Reines Salz selbst läuft nicht ab und braucht daher kein Mindesthaltbarkeitsdatum (MHD). Zusätze im Salz wie etwa Jod können sich jedoch mit der Zeit verflüchtigen. Außerdem kann die Verpackung nach einer Zeit Schäden aufweisen. Daher ist Salz aus Österreich meist mit einem MHD für die Dauer von fünf Jahren gekennzeichnet.

Warum verwendet man Reis im Salzstreuer? 

Der Reis im Salzstreuer nimmt Feuchtigkeit auf und sorgt so dafür, dass das Salz trocken bleibt. Ist das Salz mit einem Trennmittel versetzt, sind Reiskörner nicht notwendig.

Hier finden Sie alles über wertvolle Nahrungsmitteln:

https://www.landschafftleben.at

 

6 Kommentare

  1. Der letzte Absatz mit dem Reis hat mich sehr amüsiert. Das wusste ich lange nicht um hab mich stets gefragt weswegen Reis in Streuern ist. Hab mich allerdings nie getraut zu fragen, da ich mir so blöd vorgekommen bin.

  2. Ist das tatsächlich eine Halle voller Salz auf dem Foto?
    Sieht total verrückt aus, da würd ich ja gern mal hin ;)

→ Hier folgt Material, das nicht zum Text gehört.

PR #6566, opened 2020-04-12
Fix doubled effectiveness for victims of Tar Shot

urkerab:
When a Fire type move is used against a dual typed victim of Tar Shot, the resulting effectiveness is applied twice. This is because the Effectiveness event gets called for each type of the target. (Freeze Dry relies on this for instance.)

- For (dual) types that normally dual resist Fire, this means that they still dual resist Fire.
- Types that normally resist Fire are unaffected as they are now neutral to fire anyway.
- For dual types that were neutral to Fire, this means that they are now quad weak to Fire.
- For dual types that were weak to Fire, this means that they are now 16× weak to Fire.
- For (dual) types that were quad weak to Fire, this means that they are now 64× weak to Fire. (The sim clamps the weakness to this level, so you can't go higher using Forest's Curse.)

The test compares the damage by Coalossal's Flame Charge against Ferrothorn with the damage when Ferrothorn is hit by Tar Shot (doubling damage) but holding an Occa Berry (halving damage). Currently the latter cleanly one-shots Ferrothorn when it should only do about the same amount of damage.

### DIFF
--- a/data/moves.ts
+++ b/data/moves.ts
@@ -18457,10 +18457,10 @@ export const BattleMovedex: {[moveid: string]: MoveData} = {
 				this.add('-start', pokemon, 'Tar Shot');
 			},
 			onEffectiveness(typeMod, target, type, move) {
+				if (move.type !== 'Fire') return;
 				if (!target) return;
-				if (move.type === 'Fire') {
-					return this.dex.getEffectiveness('Fire', target) + 1;
-				}
+				if (type !== target.getTypes()[0]) return;
+				return typeMod + 1;
 			},
 		},
 		boosts: {
--- a/test/sim/moves/tarshot.js
+++ b/test/sim/moves/tarshot.js
@@ -49,4 +49,25 @@ describe('Tar Shot', function () {
 		const damage = torn.maxhp - torn.hp;
 		assert.bounded(damage, [62, 74]);
 	});
+
+	it('should make the target weaker to fire', function () {
+		battle = common.createBattle();
+		battle.setPlayer('p1', {team: [{species: 'Coalossal', ability: 'steamengine', moves: ['tarshot', 'flamecharge']}]});
+		battle.setPlayer('p2', {team: [{species: 'Snorlax', ability: 'thickfat', item: 'occaberry', moves: ['rest']}]});
+		battle.makeChoices('move tarshot', 'move rest');
+		battle.makeChoices('move flamecharge', 'move rest');
+		assert.equal(battle.p2.active[0].item, '');
+	});
+
+	it('should not make the target over 2x weaker to fire', function () {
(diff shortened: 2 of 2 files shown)


Zarel:
> This is because the Effectiveness event gets called for each type of the target. (Freeze Dry relies on this for instance.)

Wait, why? And why would Freeze Dry rely on this? It seems to me like it should just be one event. Freeze Dry can just loop through the target's types.

urkerab:
I guess we could do that. I think we'd need to do that to Inverse Mod too; Inverse Mod doesn't want to accidentally invert Freeze Dry's super-effectiveness against water, but it wants to invert Freeze Dry's effectiveness against any other type(s) the target might have. (Freeze Dry's event runs first because it's a `singleEvent` rather than a `runEvent`.) (Note that if you use Electrify on Freeze-Dry with Inverse Mod active then it's still super-effective against water.)

Zarel:
Hm. I think my way around that would be to hardcode Freeze-Dry in Inverse Mod.

urkerab:
The problem then arises that the attacks Delta Stream protects you against are of course different in Inverse Battles. In the current code this is easily handled as the Inverse Mod has already changed the effectiveness of the type of the attack against the Flying subtype of the defender, so that Delta Stream doesn't actually need to know whether the Inverse Mod is active or not, just whether this particular effectiveness calculation is against the Flying subtype of the defender.

I'm not sure where to go here; maybe a new event for Tar Shot to handle its unique effectiveness modification?

Zarel:
I would hardcode Delta Stream and Inverse Mod.

urkerab:
Sorry, I don't understand what you mean about hardcoding Delta Stream here. How do hardcode Delta Stream to know whether Inverse Mod is active or not?

Zarel:
`this.ruleTable.has('inversemod')`

urkerab:
So I tried to code this up, and I had to special-case Inverse Mod yet again for Flying Press, but now I can't call the `onEffectiveness` handlers from `server/chat-commands/info.js`, because they all want a `Pokemon` object in order to calculate the correct effectiveness, which means that they will no longer display the correct effectiveness for Flying Press or Freeze Dry.

Zarel:
Wow, that sounds more complicated than necessary. Let's just merge this PR as-is and deal with that later. Are there already tests for Delta Stream and Inverse Mod? If not, can you write them, so when I get around to trying to code that up, it's easy to tell if I broke something?

urkerab:
There are tests for Delta Stream and Inverse Mod on their own, but not one for the effect of Inverse Mod on Delta Stream or Flying Press.
I also saw a bug reported relating to Tar Shot and Delta Stream, which I don't think this PR completely fixes. I'll write a test for that too.

PR #6571, opened 2020-04-13
Fix Pastel Veil mechanics

urkerab:
Makes Pastel Veil pass the tests from #6568

### DIFF
--- a/data/abilities.js
+++ b/data/abilities.js
@@ -2651,6 +2651,20 @@ let BattleAbilities = {
 	},
 	"pastelveil": {
 		shortDesc: "This Pokemon and its allies cannot be poisoned. On switch-in, cures poisoned allies.",
+		onStart(pokemon) {
+			for (const ally of pokemon.allies()) {
+				if (['psn', 'tox'].includes(ally.status)) {
+					this.add('-activate', pokemon, 'ability: Pastel Veil');
+					ally.cureStatus();
+				}
+			}
+		},
+		onUpdate(pokemon) {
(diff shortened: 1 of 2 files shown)


data/abilities.js
```diff
@@ -2651,6 +2651,20 @@ let BattleAbilities = {
...
+				}
+			}
+		},
+		onUpdate(pokemon) {
+			if (['psn', 'tox'].includes(pokemon.status)) {
+				this.add('-activate', pokemon, 'ability: Pastel Veil');
+				pokemon.cureStatus();
+			}
+		},
 		onAllySwitchIn(pokemon) {
```
TheImmortal, line 2668: Is this necessary? I never read anything that mentioned it in @DaWoblefet's research.

DaWoblefet: Not entirely sure what it's doing in particular, but if I'm reading this right, Pastel Veil should announce itself when blocking poison (except for switching in on Toxic Spikes), indicate its source, and indicate the target being cured or being made immune to poison.

TheImmortal: It cures the ally's status when the ally switches in. Not the Pastel Veil user, they're already active.

DaWoblefet: That behavior is correct too, it should cure an ally's poison on switchin if the other active Pokemon is Pastel Veil.

Zarel: Isn't `onUpdate` enough to cover the others?

Zarel: Oh, `onUpdate` only affects the user.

  3. Super! Ich bin sehr begeistert von diesem Bericht, besonders das Video ist gut gelungen. Die Informationen werden sehr gut veranschaulicht, vor allem von der Grafik die zeigt wie sich Salz unter den Kalkalpen abgelagert hat bin ich sehr begeistert! Gerne mehr von „Land schafft Leben“.

  4. Ein sehr wichtiges Thema wird hier angesprochen. Ich denke auch, dass der Bezug zu unserer Nahrung leider verloren gegangen ist. Aber daran lässt sich etwas ändern! Grüße Max

  5. Wow! Das Video fand ich auch toll! Durch die Jahrhunderte alten Fundstücke aus dem Berg wird nochmal eindrücklicher wozu Salz in der Lage ist.